The old gives way to new at Oak Ridge National Labs. The Titan supercomputer is being replaced by Frontier, and it's a super-sized task.
A supercomputer deployed in 2012 is going into retirement after seven years of hard work, but the task of decommissioning it is not trivial.
The Cray XK7 “Titan” supercomputer at the Department of Energy’s (DOE) Oak Ridge National Laboratory (ORNL) is scheduled to be decommissioned on August 1 and disassembled for recycling.
At 27 petaflops, or 27 quadrillion calculations per second, Titan was at one point the fastest supercomputer in the world at its debut in 2012 and remained in the top 10 worldwide until June 2019.
But time marches on. This beast is positively ancient by computing standards. It uses 16-core AMD Opteron CPUs and Nvidia Kepler generation processors. You can buy a gaming PC with better than that today.
“Titan has run its course,” Operations Manager Stephen McNally at ORNL said in an article published by ONRL. “The reality is, in electronic years, Titan is ancient. Think of what a cell phone was like seven years ago compared to the cell phones available today. Technology advances rapidly, including supercomputers.”
In its seven years, Titan generated than 26 billion core hours of computing time for hundreds of research teams around the world, not just the DOE. It was one of the first to use GPUs, a groundbreaking move at the time but now commonplace.
The Oak Ridge Leadership Computing Facility (OLCF) actually houses Titan in a 60,000-sq.-ft. facility, 20,000 of which is occupied by Titan, the Eos cluster that supports Titan and Atlas file system that holds 32 petabytes of data.
June 30 was the last day users could submit jobs to Titan or Eos, another supercomputer, which is also 7 years old.

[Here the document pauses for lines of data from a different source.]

PR #321, opened 2021-01-20
Flask: add GET /api/metadatasettypes

### LINKED ISSUE #317: GET /api/metadatasettypes
Returns an object where the keys are the names of meta-dataset types and the values are lists of corresponding dataset types.

Meant to replace the workaround in /api/enums

delvinso:
closes #317
curl localhost:5000/api/metadatasettypes 

```
{
  "Exome": [
    "CES", 
    "CPS", 
    "RCS", 
    "RDC", 
    "RDE", 
    "RES", 
    "WES"
  ], 
  "Genome": [
    "CGS", 
    "RGS", 
    "WGS"
  ], 
  "Other": [
    "RLM", 
    "RMM", 
    "RTA"
  ], 
  "RNA": [
    "RRS"
  ]
}
```

### DIFF
--- a/flask/tests/conftest.py
+++ b/flask/tests/conftest.py
@@ -60,6 +60,48 @@ def client(application):
 
 @pytest.fixture
 def test_database(client):
+
+    dataset_types = [
+        "RES",
+        "CES",
+        "WES",
+        "CPS",
+        "RCS",
+        "RDC",
+        "RDE",
+        "RGS",
+        "CGS",
+        "WGS",
+        "RRS",
+        "RLM",
+        "RMM",
+        "RTA",
+    ]
+
+    for d in dataset_types:
+        db.session.add(DatasetType(dataset_type=d))
+    db.session.flush()
+
+    metadataset_types = ["Genome", "Exome", "RNA", "Other"]
+
+    for m in metadataset_types:
+        db.session.add(MetaDatasetType(metadataset_type=m))
+    db.session.flush()
+
+    md_d = {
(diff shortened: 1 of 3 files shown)


flask/tests/conftest.py
```diff
@@ -97,9 +139,6 @@ def test_database(client):
 
     wes = DatasetType(dataset_type="WES")
     wgs = DatasetType(dataset_type="WGS")
-    db.session.add(wes)
-    db.session.add(wgs)
-    db.session.flush()
```
kevinlul, line 102: Since you're dropping the two hardcoded cases in favour of the entire array above, you should remove the two variables above too and refer to the literal string where they are used below.

flask/tests/test_misc.py
```diff
@@ -27,6 +27,16 @@ def test_get_enums(test_database, client, login_as):
...
 
 
+# GET /api/metadatasettypes
+def test_get_metadatasettypes(test_database, client, login_as):
+    login_as("admin")
+    response = client.get("/api/metadatasettypes")
+    assert response.status_code == 200
+    assert len(response.get_json()) == 4
+    for metadataset_type, _ in response.get_json().items():
+        assert metadataset_type is not None
```
kevinlul, line 37: JSON keys cannot be null so this check doesn't do anything. It would be better to assert that the values aren't null and are arrays.

kevinlul (changes requested):

kevinlul (approved):
LGTM!

PR #335, opened 2021-01-21
React: Replace fetchCache context with react-query hooks

frewmack:
Adds a new `react-query` dependency for caching API calls. I plan to setup fetching like this for most other API calls, but this is just a starter to replace the old fetchCache functions.


kevinlul (approved):
LGTM 🎸

PR #338, opened 2021-01-22
React: Refactor /api/groups hookup to use react-query

frewmack:
These custom hooks each correspond to the 'groups' endpoints, and help for managing fetching behaviour in one place.

### DIFF
--- a/react/src/Groups/index.tsx
+++ b/react/src/Groups/index.tsx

Decommissioning a supercomputer is a super-sized task
Decommissioning a computer the size of Titan is more than turning off a switch. ONRL didn’t have a dollar estimate of the cost involved, but it did discuss the scale, which should give some idea of how costly this will be. The decommissioning of Titan will include about 41 people, including staff from ORNL, Cray, and external subcontractors. OLCF staff are supporting users who need to complete runs, save data, or transition their projects to other resources.
Electricians will safely shut down the 9 megawatt-capacity system, and Cray staff will disassemble and recycle Titan’s electronics and its metal components and cabinets. A separate crew will handle the cooling system. All told, 350 tons of equipment and 10,800 pounds of refrigerant are being removed from the site.
What becomes of the old gear is unclear. Even ONRL has no idea what Cray will do with it. McNally said there is no value in Titan’s parts: “It’s simply not worth the cost to a data center or university of powering and cooling even fragments of Titan. Titan’s value lies in the system as a whole.” The 20,000-sq.-ft. data center that is currently home to Titan will be gutted and expanded in preparation for Frontier, the an exascale system scheduled for delivery in 2021 running AMD Epyc processors and Nvidia GPUs
A power, cooling, and data center upgrade is already underway ahead of the Titan decommissioning to prepare for Frontier. The whole removal process will take about a month but has been in the works for several months to ensure a smooth transition for people still using the old machine.